PR #5052, opened 2026-05-27
feat(react-core): reduce streamdown bundle impact (OSS-122)

davidmckayv:
## Summary

Cuts streamdown's contribution to CopilotChat's **initial** bundle. **Stacked on #5051** (base is the OSS-123 branch so this diff shows only the OSS-122 commits; it will retarget to `main` once #5051 merges).

- **streamdown `^1.3.0` → `^2.5.0`.** v2 CDN-loads Shiki language grammars instead of bundling them, and ships code/math/mermaid as **opt-in plugins**.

---------------

[Exercise requirements] Please retype the listing word for word, from its first line through the line containing "Cuts streamdown's contribution", and add nothing else.

[Expected answer]
PR #5052, opened 2026-05-27
feat(react-core): reduce streamdown bundle impact (OSS-122)

davidmckayv:
## Summary

Cuts streamdown's contribution to CopilotChat's **initial** bundle. **Stacked on #5051** (base is the OSS-123 branch so this diff shows only the OSS-122 commits; it will retarget to `main` once #5051 merges).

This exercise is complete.